From the results obtained for both BCF1585 and BCF8515, water should be observed desorbing from the permeate surface of the binary material as oxygen vacancies form, provided the material as synthesized has a pristine surface with no oxygen defects (an unlikely real-world scenario). Considering the temperatures utilized in the synthesis methods (for calcination and sintering), and the observation that the material contained oxygen vacancy defects prior to testing in the membrane reactor setup [10,12], it is probable that the dehydration of BCF8515-BCF1585 occurs during synthesis, yielding an already-stabilized material prior to use in a membrane reactor system, providing a plausible explanation for why no water was detected by Cheng et al. [10] or Xia et al. [12] in the permeate sweep gas.

5. Conclusions

This theoretical investigation of the stability of the mixed-phase defect perovskite, BCF8515-BCF1585 in the presence of hydrogen reveals that this materials stability is highly dependent on surface structure and the existence of oxygen vacancies on the surface.
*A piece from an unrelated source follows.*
PR #1645, opened 2023-10-05
Support for specifying STUN server: input validation (1/3)

jotaen4tinypilot:

This PR adds the backend validation logic for processing the user-provided input values for the STUN server (server + port). These values will later [come from the UI](https://github.com/tiny-pilot/tinypilot/pull/1647).

## Notes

For each surface investigated, it was found that upon the formation of surface oxygen vacancies, the surfaces begin to stabilize to reduction in a hydrogen-rich environment. The formation of gas-phase species from the protonated surfaces investigated were all entropy-driven processes, while thermodynamic stability was determined largely by the enthalpic changes for each respective reaction. The stability observed arises from the increasing energy required for the removal of successive oxygens. The energy required to reorganize the surface to mitigate the decrease in metal coordination due to the removal of surface oxygens becomes greater than the entropic benefit gained from removing oxygen or water from the surface. Once surface metal coordination decreases enough to make reconstruction too energetically costly, the loss of diatomic hydrogen from the surface becomes the dominant process. This is further supported by the observation that loss of H₂ from the surface leads to an increase in metal coordination for all the structures investigated. This trend is observed for both the cerium- and iron-dominant phases of the material.